[THE PROBLEM]:
Where a line of the listing below holds "throw", add it to the tally; give only the final number.

=====

PR #24043, opened 2026-06-09
fix: reject nested filter values

rephus:
Closes: https://linear.app/lightdash/issue/SPK-478/veria-4-sql-injection-in-data-warehouse-queries-via-filter-array

### DIFF
--- a/packages/common/src/compiler/filtersCompiler.ts
+++ b/packages/common/src/compiler/filtersCompiler.ts
@@ -687,17 +687,11 @@ const escapeStringValuesOnFilterRule = (
     escapeString: (string: string) => string,
 ): FilterRule<FilterOperator, unknown> => ({
     ...filterRule,
-    values: filterRule.values?.map((v) => {
-        if (typeof v === 'object' && v !== null) {
-            throw new CompileError(
-                'Complex objects or arrays are not permitted as filter values',
-            );
-        }
-
-        return typeof v === 'string'
+    values: filterRule.values?.map((v) =>
+        typeof v === 'string'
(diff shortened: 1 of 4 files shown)


rephus:
* **#24043** <a href="https://app.graphite.com/github/pr/lightdash/lightdash/24043?utm_source=stack-comment-icon" target="_blank">Graphite</a> 👈 <a href="https://app.graphite.com/github/pr/lightdash/lightdash/24043?utm_source=stack-comment-view-in-graphite" target="_blank">(View in Graphite)</a>
* `main`


<h2></h2>

rephus:
Failing relevant tests, investigating

packages/common/src/compiler/filtersCompiler.ts
```diff
@@ -687,11 +687,17 @@ const escapeStringValuesOnFilterRule = (
     escapeString: (string: string) => string,
 ): FilterRule<FilterOperator, unknown> => ({
     ...filterRule,
-    values: filterRule.values?.map((v) =>
-        typeof v === 'string'
+    values: filterRule.values?.map((v) => {
+        if (typeof v === 'object' && v !== null) {
+            throw new CompileError(
+                'Complex objects or arrays are not permitted as filter values',
```
rephus: we need to confirm customers are not using this filtering already

rephus: since we can't confirm if this is already used by some customers, we are going to preserve behavior, but instrument the malformed shape so we can see whether it exists in the wild before turning it into a hard rejection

=====

[TASK SOLUTION]:
2